# What are the top paint brushes on the market for general latex paints



## JRSL Interiors (Feb 15, 2013)

Hi I am from England and would like to hear feedback on the very best paint brushes available in the US for latex paints. I have heard good things about the Picasso proform and Wooster FTP. Are there any others that I should be aware of! Thanks in advance ;-)


----------



## cdaniels (Oct 20, 2012)

Purdy xl


----------



## Diversers (Aug 2, 2009)

Purdy


----------



## wills fresh coat (Nov 17, 2011)

JRSL Interiors said:


> Hi I am from England and would like to hear feedback on the very best paint brushes available in the US for latex paints. I have heard good things about the Picasso proform and Wooster FTP. Are there any others that I should be aware of! Thanks in advance ;-)

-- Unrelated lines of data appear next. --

Issue #487, opened 2015-04-20
phpbrew prepends $PATH on every cd command


larsnystrom:
I believe PR #391 introduced a bug which causes `$PATH` to be prepended with the path to the current php version every time you run `cd`. Example output from my terminal:

	lars@lars-zb-ubuntu:~$ echo $PATH
	/home/lars/.phpbrew/php/php-5.5.24/bin:/home/lars/.phpbrew/php/php-5.5.24/bin:/usr/local/heroku/bin:/home/lars/bin:/usr/local/sbin:/usr/local/bin:/usr/sbin:/usr/bin:/sbin:/bin:/usr/games:/usr/local/games:/usr/lib/go/bin:/home/lars/.go/bin
	lars@lars-zb-ubuntu:~$ cd ..
	lars@lars-zb-ubuntu:/home$ echo $PATH
	/home/lars/.phpbrew/php/php-5.5.24/bin:/home/lars/.phpbrew/php/php-5.5.24/bin:/home/lars/.phpbrew/php/php-5.5.24/bin:/usr/local/heroku/bin:/home/lars/bin:/usr/local/sbin:/usr/local/bin:/usr/sbin:/usr/bin:/sbin:/bin:/usr/games:/usr/local/games:/usr/lib/go/bin:/home/lars/.go/bin
	lars@lars-zb-ubuntu:/home$ cd
	lars@lars-zb-ubuntu:~$ echo $PATH
	/home/lars/.phpbrew/php/php-5.5.24/bin:/home/lars/.phpbrew/php/php-5.5.24/bin:/home/lars/.phpbrew/php/php-5.5.24/bin:/home/lars/.phpbrew/php/php-5.5.24/bin:/usr/local/heroku/bin:/home/lars/bin:/usr/local/sbin:/usr/local/bin:/usr/sbin:/usr/bin:/sbin:/bin:/usr/games:/usr/local/games:/usr/lib/go/bin:/home/lars/.go/bin

The path is also prepended twice when you start a new shell.

We should use `sed` or something else to replace the current path instead of just prepending the path all the time.

marcioAlmada:
confirmed cc @morozov

morozov:
I'll take a look at this probably next week.

morozov:
[...]

PR #501, opened 2015-05-14
export $PHPBREW_LAST_DIR at the bottom of _phpbrewrc_load.

shinnya:
CC @morozov

I think https://github.com/phpbrew/phpbrew/pull/391 has the issue that _phpbrewrc_load is executed on every shell command because the function doesn't export `PHPBREW_LAST_DIR`. https://github.com/phpbrew/phpbrew/issues/487 might be related to this behaviour(?)
To solve this issue, we should export `$PHPBREW_LAST_DIR` after _phpbrewrc_load to prepare for the next call.

### DIFF
--- a/shell/bashrc
+++ b/shell/bashrc
@@ -494,7 +494,7 @@ function _phpbrewrc_load ()
         OLDPWD="$prev_dir"
     fi
 
-    PHPBREW_LAST_DIR="$PWD"
+    export PHPBREW_LAST_DIR="$PWD"
 }
 
 if [[ -n "$BASH_VERSION" && -z "$PHPBREW_RC_DISABLE" ]]; then


shinnya:
I guess the reporter of https://github.com/phpbrew/phpbrew/issues/487 would re-source `.phpbrew/bashrc` on every cd command.

morozov:
@shinnya is exporting `$PHPBREW_LAST_DIR` supposed to fix the issue when `.phpbrew/bashrc` is re-sourced on every `cd` command? Why would one do that in the first place?

I admin, exported `$PHPBREW_LAST_DIR` may be useful in some cases, but in any case, using some smart function like `__phpbrew_set_path()` which does its job (if that's is job) is still better than ` PATH=$PHPBREW_PATH:$PATH` w/o taking into account what the current value of `$PATH` is.

shinnya:
@morozov I thought `_phpbrewrc` would pass through the condition of https://github.com/phpbrew/phpbrew/blob/issue/487/shell/bashrc#L458 without exporting `$PHPBREW_LAST_DIR`, but I'm sorry it's my misunderstanding. Then, I didn't have intention to use `$PHPBREW_LAST_DIR` for other purposes like what you explained.

Issue #506, opened 2015-05-20
command too long: phpbrew()


greensn0w:
I just installed phpbrew on OSX (latest).
I'm using ZSH with zprezto.

When running `phpbrew` i get this output:

[...]

PR #508, opened 2015-05-20
Add "-p" to $(command which phpbrew) to ensure a default PATH

greensn0w:
The `-p' option means to use a default value for $PATH that is guaranteed to find all of the standard utilities
This also fixes the "env: node: No such file or directory" issue I mentioned at #506 (last comment)

### DIFF
--- a/shell/bashrc
+++ b/shell/bashrc
@@ -97,7 +97,7 @@ function phpbrew ()
     if [[ -e bin/phpbrew ]] ; then
         BIN='bin/phpbrew'
     else
-        BIN=$(command which phpbrew)
+        BIN=$(command -p which phpbrew)
     fi
 
     local exit_status


c9s:
Can you make sure that `-p` works for both bash/zsh on OS X and Linux? Thanks

c9s:
ah, I tested, it works. Thanks!

marcioAlmada:
This fails when phpbrew is at `/usr/local/bin`. Can we revert?

marcioAlmada:
```bash
$ command -p which phpbrew
which: no phpbrew in (/bin:/usr/bin)
```

marcioAlmada:
This command short circuit works form me:

`BIN=$(command -p which phpbrew 2> /dev/null || command which phpbrew)`

PR #511, opened 2015-05-21
Extend $PATH instead of overwriting it

greensn0w:
Before this change phpbrew clears your path and you can do nothing until you remove phpbrew's bashrc


marcioAlmada:
thanks!

PR #514, opened 2015-05-27
Release PHP 5.6.9

ovr:


marcioAlmada:
Please don't update this release list file anymore, we don't need it. Just `phpbrew self-update` and then run `phpbrew update` so phpbrew can get the release list directly from the php.net website.

Thanks for the pull request, anyway.

PR #531, opened 2015-06-22
update doc for known command, add --http-proxy and --http-proxy-auth

### LINKED ISSUE #530: HTTP proxy in known command
Option --http-proxy is available for `install` command but not for `known` and `update`. Maybe even more commands should support it (global option?).

jhdxr:
fix #530


jhdxr:
the implements of `--http-proxy` and `--http-proxy-auth` already exist in `ReleaseList::buildReleaseListFromOfficialSite`, so I just update the doc.

marcioAlmada:
hey, thank you, we didn't notice that.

I can give you advice on 3" Wooster latex cause I've been using them for 30 yrs, before that I used a duron silver squirrel for a few yrs. I have tried others but none compare. As far as oil we use 3" purdy adjutant but we don't really use oil to much anymore


----------



## kdpaint (Aug 14, 2010)

I like Wooster mostly, but Proform Picassos are good as well. They do not last as long as Woosters, but that's not really an issue. There is a thread of epic proportions on brushes somewhere on Painttalk....


----------



## ProWallGuy (Apr 7, 2007)

Wooster, Corona, and Purdy. In that order.


----------



## TJ Paint (Jun 18, 2009)

wills fresh coat said:


> I can give you advice on 3" *Wooster* latex cause I've been using them for 30 yrs, before that I used a duron silver squirrel for a few yrs. I have tried others but none compare. As far as oil we use 3" purdy adjutant but we don't really use oil to much anymore





kdpaint said:


> I like *Wooster* mostly, but Proform Picassos are good as well. They do not last as long as Woosters, but that's not really an issue. There is a thread of epic proportions on brushes somewhere on Painttalk....





ProWallGuy said:


> *Wooster*, Corona, and Purdy. In that order.


Nuff said


----------



## smakmauz (Feb 17, 2013)

I gotta give another vote for the Picasso's. I was a purdy man for years but when I found the Picasso it was all over for me. Those things cut like a laser man. I can use just about any brush and cut a cleaner line than most people I've seen with tape and spray but with the Picasso I can do it a lot faster. I use both the 2" and the 2.5" a lot...not too fond of the 1.5" though. Granted I still use purdy if I need a narrow 1" brush because they have the dale series which is great for tighter areas.


----------



## Painter-Aaron (Jan 17, 2013)

I don't know if you have them in the states but I use "traditional" 3" brunch for regular painting and purdys for more high profile spots


----------



## daArch (Mar 15, 2008)

If you got some time, you may want to peruse this thread 
http://www.painttalk.com/f12/my-brush-better-than-yours-24/


----------



## kdpaint (Aug 14, 2010)

Some time indeed.....


----------



## JRSL Interiors (Feb 15, 2013)

Thanks a lot chaps! I got the purdy xl - it is really good. Here in uk we don't stock Wooster/Picasso/corona so I basically wondered if they are 'much better' than the Purdys! Thanks fr your posts - Il check out the thread my brush is better than yours....


----------



## straight_lines (Oct 17, 2007)

Purdy would be my last choice on most brushes as well. They do have a couple of good ones, but wooster and pro form beat most they make.


----------



## cdaniels (Oct 20, 2012)

I like the 3" and 2 1/2" Purdy xl"s.Wooster is what I learned to work with and the Pro form is a damn good brush.


----------



## JRSL Interiors (Feb 15, 2013)

Keep hearing proform loose bristles. Anyone had a problem with that?


----------



## Bender (Aug 10, 2008)

Purdy. I'm sure those other brushes work well when they are new but how are they after a dozen washes?


----------



## epretot (Dec 17, 2011)

TJ Paint said:


> Nuff said


I have never cared for Wooster brushes. I do think their covers are superior though.


----------



## kdpaint (Aug 14, 2010)

JRSL Interiors said:


> Keep hearing proform loose bristles. Anyone had a problem with that?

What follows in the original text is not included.